Wednesday, November 16, 2005

The Importance of the MICE Quotient

To demonstrate something about the MICE Quotient, I'm going to use an an example of a story's opening. Here it is...

I had been invalided home from the Front; and, after spending some months in a rather depressing Convalescent Home, was given a month's sick leave. Having no near relations or friends, I was trying to make up my mind what to do, when I ran across John Cavendish. I had seen very little of him for some years. Indeed, I had never known him particularly well. He was a good fifteen years my senior, for one thing, though he hardly looked his forty-five years. As a boy, though, I had often stayed at Styles, his mother's place in Essex.

We had a good yarn about old times, and it ended in his inviting me down to Styles to spend my leave there.

"The mater will be delighted to see you again--after all those years," he added.

"Your mother keeps well?" I asked.

"Oh, yes. I suppose you know that she has married again?"

I am afraid I showed my surprise rather plainly. Mrs. Cavendish, who had married John's father when he was a widower with two sons, had been a handsome woman of middle-age as I remembered her. She certainly could not be a day less than seventy now.

Now, judging from that opening, what's this story about? Clearly, it's about the characters and/or events referred to.

Woops! I forgot something. Here is that opening again with the missing part included:

The intense interest aroused in the public by what was known at the time as "The Styles Case" has now somewhat subsided. Nevertheless, in view of the world-wide notoriety which attended it, I have been asked, both by my friend Poirot and the family themselves, to write an account of the whole story. This, we trust, will effectually silence the sensational rumours which still persist.

I will therefore briefly set down the circumstances which led to my being connected with the affair.

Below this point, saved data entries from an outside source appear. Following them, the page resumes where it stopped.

Issue #1653, opened 2020-10-12
add some padding around the remove-reply button


r10s:
the remove-reply-button (the "x") is hard to tap, there should be some padding around it (the visible size is okay)

r10s:
even better is the suggestion of @Hocuri in "Testing Delta Chat" group, just move the "x" right:

- easier to see
- make clear, the whole quote gets deleted, not only the attachment
- the "x" can have more padding and will be easier to tap

<img width=400 src=https://user-images.githubusercontent.com/9800740/95844364-246f9c00-0d49-11eb-8faa-2afd301e1ff9.jpg>

<img width=400 src=https://user-images.githubusercontent.com/9800740/95844370-25a0c900-0d49-11eb-9051-f8a77827e7e8.jpg>

Hocuri:
<img width=400 src=https://user-images.githubusercontent.com/9800740/95844364-246f9c00-0d49-11eb-8faa-2afd301e1ff9.jpg>
The two circles seem to interfere a little IMHO (before they were above each other).

r10s:
> The two circles seem to interfere a little IMHO (before they were above each other).

nah, i think that's fine. at least much better than before :)

maybe we can move the file-icon closer to the quote - also later, it is typically shown closer together:

![alt](https://user-images.githubusercontent.com/9800740/95875134-f94d7280-0d71-11eb-8552-3b0661fd6524.png)

maybe we can even remove it completely (for voice-messages we do not have them)

but as said, it is already an improvement with your fix, no need to target that directly.

PR #1655, opened 2020-10-13
Things that came up in testing group while testing quotes

### LINKED ISSUE #1654: move directly to first-unread message
with https://github.com/deltachat/deltachat-android/pull/1641, a chat is opened at the position of the first unread message.

however, there is a short flickering as the chat is opened at the end first and scrolls up afterwards. would be nice if we can get rid of that.

Hocuri:
See individual commits
fix https://github.com/deltachat/deltachat-android/issues/1653
fix #1654

### DIFF
--- a/src/com/b44t/messenger/DcMsg.java
+++ b/src/com/b44t/messenger/DcMsg.java
@@ -80,9 +80,9 @@ public class DcMsg {
         int msgs[] = dcContext.getChatMsgs(msg.getChatId(), 0, 0);
         int startingPosition = -1;
         int msgId = msg.getId();
-        for(int i=0; i< msgs.length; i++ ) {
-            if(msgs[i] == msgId) {
-                startingPosition = msgs.length-1-i;
+        for (int i = 0; i < msgs.length; i++) {
+            if (msgs[i] == msgId) {
+                startingPosition = msgs.length - 1 - i;
                 break;
             }
         }
--- a/src/com/b44t/messenger/DcMsg.java
+++ b/src/com/b44t/messenger/DcMsg.java
@@ -79,8 +79,9 @@ public class DcMsg {
     public static int getMessagePosition(DcMsg msg, ApplicationDcContext dcContext) {
         int msgs[] = dcContext.getChatMsgs(msg.getChatId(), 0, 0);
         int startingPosition = -1;
+        int msgId = msg.getId();
         for(int i=0; i< msgs.length; i++ ) {
-            if(msgs[i] == msg.getId()) {
+            if(msgs[i] == msgId) {
                 startingPosition = msgs.length-1-i;
                 break;
             }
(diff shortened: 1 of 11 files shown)


src/com/b44t/messenger/DcMsg.java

I had been invalided home from the Front; and, after spending some months in a rather depressing Convalescent Home, was given a month's sick leave. Having no near relations or friends, I was trying to make up my mind what to do, when I ran across John Cavendish. I had seen very little of him for some years. Indeed, I had never known him particularly well. He was a good fifteen years my senior, for one thing, though he hardly looked his forty-five years. As a boy, though, I had often stayed at Styles, his mother's place in Essex.

We had a good yarn about old times, and it ended in his inviting me down to Styles to spend my leave there.

"The mater will be delighted to see you again--after all those years," he added.

"Your mother keeps well?" I asked.

"Oh, yes. I suppose you know that she has married again?"

I am afraid I showed my surprise rather plainly. Mrs. Cavendish, who had married John's father when he was a widower with two sons, had been a handsome woman of middle-age as I remembered her. She certainly could not be a day less than seventy now.

By omitting the first two short paragraphs the first time, I sent you off on a wild goose chase, didn't I? You had no idea what this storyteller is talking about. I had you thinking the narrator was talking about this story's characters or events. Subconsciously you thought that since this first-person narrator doesn't reveal his inner feelings, this story is probably more about its events. So, you expected exciting action and wondered what was going to happen.

Thus, off you went off like a bloodhound on a false trail. Missing all the clues. For, this isn't a character or events story; it's an idea story, a whodunit. It's a Hercule Poirot murder mystery by Agatha Christie — The Mysterious Affair at Styles.

That changes everything, doesn't it? Now you know that the events aren't consequential and that the details don't foreshadow: they are evidence, clues to the solution of a puzzle.

A storyteller directs the reader's attention. What you direct most attention to should be what readers should focus on. In fact, it is what readers focus on. So, don't mislead them on what your story is about. In the opening, the reader has nothing yet to go on, so you must give your bloodhounds the scent: open with material on the predominant element, as Agatha Christie does above.

There's another reason why you should open this way. One can't always judge a book by its cover. Potential purchasers judge it by the first page. What if you bought this book because the opening made you mistake it for mainstream fiction? You wouldn't be happy to find (in Chapter 3) that it's a murder mystery.

Moreover, since this is a murder mystery, character is unimportant. We learn nothing about the characters except what's necessary to solve the crime. Hence they are flat characters. Even Detective Hercule Poirot is but a caricature with eccentricities that make him stand out. If Agatha Christie had developed the characters into deep, three-dimensional characters, all this characterization would be superfluous and distracting, blurring the story's focus. In fact, readers quickly tire of a story with extraneous material — that is, anything that doesn't contribute to proving its premise.

Again, since this is a murder mystery, events are unimportant. Murder mysteries have no plot in the usual sense of the word, because the only events that happen in them are the murder in the beginning and the discovery of whodunnit in the end. The rest of the "plot" is just the detective gathering information to figure it out.